THE TASK. Records follow. Pull out every line that contains "include".

[Items listed in a dataset]
== Segment start ==
PR #734, opened 2019-07-25
[MAB] Cron job refactor and added AFL to cron job

mukundv-chrome:
Refactored the multi-armed bandit cron job to make it easier to add other engines
Added AFL to cron job


src/appengine/handlers/cron/fuzz_strategy_selection.py
```diff
@@ -21,6 +21,7 @@
 metric to be for edges, crash, features, or units. Currently based on new
 edges."""
 
+from bot.fuzzers import strategy
```
mbarbella-chromium: src/python/bot isn't accessible from app engine. We can get rid of that restriction but it makes our App Engine deployments take a bit longer. Maybe we will have to move this to somewhere like src/python/fuzzing after all.

mbarbella-chromium: (Note: see src/appengine/skip_files.yaml for context on the previous comment)

src/appengine/handlers/cron/fuzz_strategy_selection.py
```diff
@@ -124,6 +100,14 @@
       GROUP BY
         strategy)))
 """
+
+STRATEGY_SUBQUERY = """
```
mbarbella-chromium: Nit: could you rename all of these queries that still require a .format with _FORMAT or _TEMPLATE at the end of their names?

src/appengine/handlers/cron/fuzz_strategy_selection.py
```diff
@@ -33,6 +34,11 @@
 MEDIUM_TEMPERATURE_PARAMETER = .25
 LOW_TEMPERATURE_PARAMETER = .15
 
+# A list of tuples of engine names and associated strategies to include in
+# query.
+ENGINE_LIST = [('libFuzzer', strategy.libfuzzer_query_strategy_list),
```
Dor1s: nit: would be better to use `collections.namedtuple`

src/python/datastore/data_types.py
```diff
@@ -1131,6 +1131,7 @@ class FuzzStrategyProbability(Model):
   probability_medium_temperature = ndb.FloatProperty()
   probability_high_temperature = ndb.FloatProperty()
   probability_low_temperature = ndb.FloatProperty()
+  engine = ndb.StringProperty()
```
Dor1s: I think you need to run `python butler.py generate_datastore_models` to re-generate `src/go/cloud/db/types/types.go` file.

src/python/fuzzing/strategy.py
```diff
@@ -57,6 +57,16 @@
     VALUE_PROFILE_STRATEGY,
 ]
 
+# List of strategies to include in multi-armed bandit query for libfuzzer
+libfuzzer_query_strategy_list = [
+    CORPUS_MUTATION_RADAMSA_STRATEGY, RANDOM_MAX_LENGTH_STRATEGY,
```
Dor1s: nit: can we use alphabetical order here?

src/python/fuzzing/strategy.py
== Segment end ==
ANSWER TO THIS TASK.
+# A list of tuples of engine names and associated strategies to include in
+# List of strategies to include in multi-armed bandit query for libfuzzer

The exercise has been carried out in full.